Queue settings apply to one queue or queue group.

Examples:

  • per-queue retry policy
  • per-queue dead-letter policy
  • per-queue retention-like policy, if added
  • per-queue delivery or expiry settings, if added

Queue settings should be changed through explicit queue commands, such as declaration/update commands, not by editing global config.

Global runtime defaults can provide starting values for new queues, but existing queues should not silently change unless the user makes a global policy that is explicitly defined to apply dynamically.

Use one owner per setting.

Bootstrap settings are owned by startup config.

Runtime defaults are owned by persisted global state once that state exists. Startup config may provide initial values for first boot, but should not keep overriding persisted runtime values on every restart by default.

Queue settings are owned by queue state.

This keeps operator expectations simple:

  • startup config decides how the process starts
  • global state decides live broker defaults
  • queue state decides queue-specific behavior

Startup config can seed persisted global state only when no global state exists yet.

After global state exists, persisted global state wins for runtime defaults.

This avoids surprising admin UI behavior where a user edits a setting, restarts the process, and an env var silently changes it back.

If an operator wants a startup setting to be locked, make that explicit rather than implicit.

Some deployments may want configuration management to own a runtime default and prevent admin edits.

If Fibril supports this, it should be explicit:

runtime_settings_locked = ["idle_queue_cleanup", "default_dead_letter_policy"]

or equivalent typed config.

A locked setting should be visible as locked in the admin UI and rejected by the runtime API with a clear error.

Do not make every environment variable an invisible override for persisted state. That creates hard-to-debug behavior.

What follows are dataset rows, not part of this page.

PR #47, opened 2023-01-05
tests: added test to register with invalid credentials

Archana-PandeyM:
Added a test to verify that registrations fails with invalid credentials when using rhc system role.


ptoscano:
[citest]

richm (approved):

PR #52, opened 2023-01-13
tests: fix enforced squid authentication

ptoscano:
Tweak the squid configuration to properly enforce authentication:
- disable the http_access bits that allow any localhost/localnet clients
- require authentication to connect

Also, tweak the test password for the proxy to be "proxypass" rather than "proxyuser" (which is the authentication username).

This affected only tests_proxy when run using a self-deployed Candlepin & squid; both the role and the test already worked fine, as testing against external servers (especially properly configured proxy servers) showed.


ptoscano:
[citest]

ptoscano:
[citest bad]

PR #608, opened 2024-10-06
Implemented entity transmit feature

KillStr3aK:
With this implementation, developers are able to control the entity transmit per player

# Examples

These are simple examples, but it can be used for way more complex things.

```csharp
// hide every door for everyone as an example
RegisterListener<Listeners.CheckTransmit>((CCheckTransmitInfoList infoList) =>
{
    IEnumerable<CPropDoorRotating> doors = Utilities.FindAllEntitiesByDesignerName<CPropDoorRotating>("prop_door_rotating");

    if (!doors.Any())
        return;

    foreach ((CCheckTransmitInfo info, CCSPlayerController? player) in infoList)
    {
        if (player == null)
            continue;

        foreach (CPropDoorRotating door in doors)
        {
            info.TransmitEntities.Remove(door);
        }
    }
});
```

image


managed/CounterStrikeSharp.API/Core/Model/CFixedBitVecBase.cs
```diff
@@ -0,0 +1,64 @@
...
+        public void Clear(int bitNum)
+        {
+            if (!(bitNum >= 0 && bitNum < MAX_EDICTS))
+                return;
+
+            uint* pInt = m_Ints + BitVec_Int(bitNum);
+            *pInt &= ~(uint)BitVec_Bit(bitNum);
+        }
+
+        public void Clear(uint BitNum)
```
KillStr3aK, line 41: This is only for saving people from doing a cast

managed/CounterStrikeSharp.API/Core/Model/CFixedBitVecBase.cs
```diff
@@ -0,0 +1,64 @@
...
+        public bool Contains(int bitNum)
+        {
+            if (!(bitNum >= 0 && bitNum < MAX_EDICTS))
+                return false;
+
+            uint* pInt = m_Ints + BitVec_Int(bitNum);
+            return (*pInt & (uint)BitVec_Bit(bitNum)) != 0;
+        }
+
+        public bool Contains(uint BitNum)
```
KillStr3aK, line 55: This is only for saving people from doing a cast

managed/CounterStrikeSharp.sln
```diff
@@ -1,5 +1,8 @@
 ﻿
 Microsoft Visual Studio Solution File, Format Version 12.00
+# Visual Studio Version 17
+VisualStudioVersion = 17.12.35309.182
+MinimumVisualStudioVersion = 10.0.40219.1
```
KillStr3aK, line 5: not sure about these, probably was autogenerated when saving

managed/CounterStrikeSharp.sln
```diff
@@ -141,10 +153,14 @@ Global
...
-		{4E5289B5-E81D-421C-B340-B98B6FFE09D1} = {7DF99C35-881D-4FF2-B1C9-246BD3DECB9A}
 		{1309954E-FAF7-47A5-9FF9-C7263B33E4E3} = {7DF99C35-881D-4FF2-B1C9-246BD3DECB9A}
+		{4E5289B5-E81D-421C-B340-B98B6FFE09D1} = {7DF99C35-881D-4FF2-B1C9-246BD3DECB9A}
 		{A37676EA-CF2F-424D-85A1-C359D07A679D} = {7DF99C35-881D-4FF2-B1C9-246BD3DECB9A}
 		{76AD7BB0-A096-4336-83E2-B32CAE4E9933} = {7DF99C35-881D-4FF2-B1C9-246BD3DECB9A}
 		{A14029BA-CADE-4F25-ADC5-48CF14332F61} = {7DF99C35-881D-4FF2-B1C9-246BD3DECB9A}
+		{854B06B5-0E7B-438A-BA51-3F299557F884} = {7DF99C35-881D-4FF2-B1C9-246BD3DECB9A}
+	EndGlobalSection
+	GlobalSection(ExtensibilityGlobals) = postSolution
+		SolutionGuid = {069C4CD4-BACA-446A-A6B8-0194E4F75355}
```
KillStr3aK, line 164: not sure about these, probably was autogenerated when saving

managed/CounterStrikeSharp.API/Core/Model/CFixedBitVecBase.cs
```diff
@@ -0,0 +1,64 @@
...
+    public unsafe struct CFixedBitVecBase
+    {
+        private const int LOG2_BITS_PER_INT = 5;
+        private const int MAX_EDICT_BITS = 14;
+        private const int BITS_PER_INT = 32;
+        private const int MAX_EDICTS = 1 << MAX_EDICT_BITS;
+
+        private readonly uint* m_Ints;
+
+        public void Clear(int bitNum)
```
KillStr3aK, line 32: Maybe we can rename this to `Remove`?

managed/CounterStrikeSharp.API/Core/Model/CFixedBitVecBase.cs
```diff
@@ -0,0 +1,64 @@
...
+using System.Runtime.InteropServices;
+
+namespace CounterStrikeSharp.API.Core
+{
+    // credits: qstage
+    [StructLayout(LayoutKind.Sequential)]
+    public unsafe struct CFixedBitVecBase
+    {
+        private const int LOG2_BITS_PER_INT = 5;
+        private const int MAX_EDICT_BITS = 14;
```
roflmuffin, line 26: Might be able to reuse the values from utilities: https://github.com/roflmuffin/CounterStrikeSharp/blob/42dd270b7852c7d866a8bdf835524fc0bd27a787/managed/CounterStrikeSharp.API/Utilities.cs#L35

KillStr3aK: yes we can re use the values!

managed/CounterStrikeSharp.API/Core/Model/CFixedBitVecBase.cs
Dliix66: Agreed :)

KillStr3aK: In general `Clear` is the right name for that method since it clears the bits but since we are in C# it might be preferable to name it like `Remove`

managed/CounterStrikeSharp.API/Core/Model/CCheckTransmitInfo.cs
```diff
@@ -0,0 +1,49 @@
...
+
+namespace CounterStrikeSharp.API.Core
+{
+    [StructLayout(LayoutKind.Sequential)]
+    public struct CCheckTransmitInfo
+    {
+        /// <summary>
+        /// Entity n is already marked for transmission
+        /// </summary>
+        public CFixedBitVecBase TransmitEntity;
```
KillStr3aK, line 27: Opinions on naming this `TransmitEntities`?

aquevadis: Is in not better, `TransmittedEntities`, as they are `marked already` per initial summary, so it becomes `TransmittedEntities.Remove(entityIndex)`?

KillStr3aK: They are not transmitted yet! they are just marked for transmission, thats why I'm thinking about `TransmitEntities` (it sounds like 'list of entities for transmit')

roflmuffin:
Overall the PR looks great!😍 I am wondering though if we can possibly improve the DX of iterating over the transmit list. Maybe something like this?

```csharp
RegisterListener<Listeners.CheckTransmit>((CCheckTransmitInfoList infoList, int infoCount) =>
{
    // Get the list of the currently available doors (prop_door_rotating)
    IEnumerable<CPropDoorRotating> doors = Utilities.FindAllEntitiesByDesignerName<CPropDoorRotating>("prop_door_rotating");

    // Do nothing if there is none.
    if (!doors.Any())
        return;

    foreach(var (CFixedBitVecBase transmitEntities, CCSPlayerController? player) in infoList) 
    {
        if (player == null || !ShouldSeeDoors.ContainsKey(player.Slot)) 
            continue;
        
        foreach (CPropDoorRotating door in doors)
        {
            transmitEntities.Remove(door);
        }   
    }
});
```

The idea being that if we can provide access to an `IEnumerable` (or even `ICollection`) ourselves, we can handle the bounds checking and prevent issues with that, as well as simplifying the access to the entities list & player.

KillStr3aK:
> Overall the PR looks great!😍 I am wondering though if we can possibly improve the DX of iterating over the transmit list. Maybe something like this (pseudo-ish code)?
> 
> ```cs
> RegisterListener<Listeners.CheckTransmit>((CCheckTransmitInfoList infoList, int infoCount) =>
> {
>     // Get the list of the currently available doors (prop_door_rotating)
>     IEnumerable<CPropDoorRotating> doors = Utilities.FindAllEntitiesByDesignerName<CPropDoorRotating>("prop_door_rotating");
> 
>     // Do nothing if there is none.
>     if (!doors.Any())
>         return;
> 
>     foreach(var (CFixedBitVecBase transmitEntities, CCSPlayerController? player) in infoList) 
>     {
>         if (player == null || !ShouldSeeDoors.ContainsKey(player.Slot)) 
>             continue;
>         
>         foreach (CPropDoorRotating door in doors)
>         {
>             transmitEntities.Remove(door);
>         }   
>     }
> });
> ```
> 
> The idea being that if we can provide access to an `IEnumerable` ourselves (or preferably `IReadOnlyList<T>` so that we can maintan index access), we can handle the bounds checking and prevent issues with that, as well as simplifying the access to the entities list & player.
> 
> Example enumerator implementation on `CCheckTransmitInfoList`. But we have to somehow pass the length of the transmit list through from native to managed, which looks hard with the current implementation simply casting from a pointer:
> 
> ```cs
> public sealed class CCheckTransmitInfoList : NativeObject,
>         IReadOnlyList<(CFixedBitVecBase TransmitEntities, CCSPlayerController? Player)>
>     {
>         private int CheckTransmitPlayerSlotOffset = GameData.GetOffset("CheckTransmitPlayerSlot");
> 
>         private unsafe nint* Inner => (nint*)base.Handle;
> 
>         public unsafe CCheckTransmitInfoList(IntPtr pointer) : base(pointer)
>         {
>         }
> 
>         public int Count { get; }
> 
> 
>         private unsafe (CCheckTransmitInfo, int) Get(int index)
>         {
>             return (Marshal.PtrToStructure<CCheckTransmitInfo>(this.Inner[index]),
>                 (int)(*(byte*)(this.Inner[index] + CheckTransmitPlayerSlotOffset)));
>         }
> 
>         public IEnumerator<(CFixedBitVecBase TransmitEntities, CCSPlayerController? Player)> GetEnumerator()
>         {
>             for (int i = 0; i < this.Count; i++)
>             {
>                 yield return this[i];
>             }
>         }
> 
>         IEnumerator IEnumerable.GetEnumerator()
>         {
>             return GetEnumerator();
>         }
> 
>         /// <summary>
>         /// Get transmit info for the given index.
>         /// </summary>
>         /// <param name="index">Index of the info you want to retrieve from the list, should be between 0 and 'infoCount' - 1</param>
>         /// <returns></returns>
>         public (CFixedBitVecBase TransmitEntities, CCSPlayerController? Player) this[int index]
>         {
>             get
>             {
>                 // Ideally throw here if out of range
>                 var (transmit, slot) = this.Get(index);
>                 CCSPlayerController? player = Utilities.GetPlayerFromSlot(slot);
>                 return (transmit.TransmitEntities, player);
>             }
>         }
>     }
> ```

Great idea! Will take a look on it

Dliix66 (approved):
Working properly on a test environment. Might be worth adding a warning if hiding a pawn, as killing a hidden pawn crashes the client.

KillStr3aK:
> Working properly on a test environment! Might be worth adding a warning if hiding a pawn, as killing a hidden pawn crashes the client.
> 
> cc @KillStr3aK

Well, currently its only noted in the example plugin but devs should be aware of this issue

roflmuffin (approved):

PR #613, opened 2024-10-07
[DRAFT] Featuring `MemoryManager` to resolve issues related to native memory leaking

KillStr3aK:
Hey there, I propose this as a 'demo' currently. It works but not sure if this is the right implementation for this on the managed side, so I'm open for any ideas or extensions.

Currently every instance of `Vector`/`QAngle`/`Angle` creates a new pointer in unmanaged that is stored but never released, therefore it leaks memory which has been known since they were implemented.

I believe that the current implementation that involves `IDisposableMemory`/`DisposableMemory` is a breaking change, however we can drop this if we reuse the same code in every class that wraps around an internal pointer (in my opinion, I'd go with breaking changes as we are supposed to have more classes like `Vector2D`, `Vector4D`, `Quaternion` and so on.)

I believe we should have natives for `MemAlloc` and rework a bit of the code in this branch (we would not need to have `NativeAPI.AngleDelete`/`NativeAPI.VectorDelete` and `managed_vectors`, `managed_angles` since we could just release the ptr that is stored in `NativeObject`)

I have no performance benchmarks in production with forcing `GC` yet, also should change `CoreConfig.MemoryManagerInterval` to a viable interval, it was only used for tests.

Since these types become `IDisposable` this syntax is now allowed:

```csharp
using (Vector vector = new Vector(150.0f, 150.0f, 150.0f))
{
    // work with the vector here
}

// `vector` instance is now released automatically without GC
```

Instances that are not used like this will be collected by the garbage collector and the finalizer will call the responsible native for releasing the internal pointer

Releasing `Vector` instances:
image

```csharp
// Instances like these are not supposed to be collected, and they won't be as long as its stored/not changed. Otherwise the GC will clean it up
public Vector ThisShouldNotBeGarbageCollected = new Vector();
```
image

I will continue working on this, and once we get this one done we can implement `CEntityKeyValues`


KillStr3aK:
also features class `MemAlloc`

Persisted global state should have its own event log and snapshot, separate from queue event logs.

Useful properties:

  • append-only changes
  • snapshot and replay like queue state
  • explicit versioning
  • audit-friendly history for admin changes
  • atomic updates for related settings

Runtime settings should be grouped where atomic updates matter. For example, idle queue cleanup settings are related and should be updated together:

idle_queue_cleanup = {
enabled = true
evict_after_ms = 600000
sweep_interval_ms = 60000
publisher_idle_timeout_ms = 600000
}

Prefer user-facing names in docs and admin UI:

  • “idle queue cleanup”
  • “idle timeout”
  • “publisher idle expiry”

Use implementation names only in internal APIs or development notes.

The current environment variable names are acceptable as temporary bootstrapping, but future config should avoid adding more bespoke env vars for runtime behavior.

Before adding a setting, answer:

  1. Is it needed before the process starts?
  2. Can it safely change at runtime?
  3. Is it global, queue-specific, or connection-specific?
  4. Who owns it after restart?
  5. Can admin UI edit it?
  6. If config and persisted state both mention it, which one wins and is that visible?

If the answer is unclear, do not add an env var as the default path. Add a typed config field or a persisted runtime setting design first.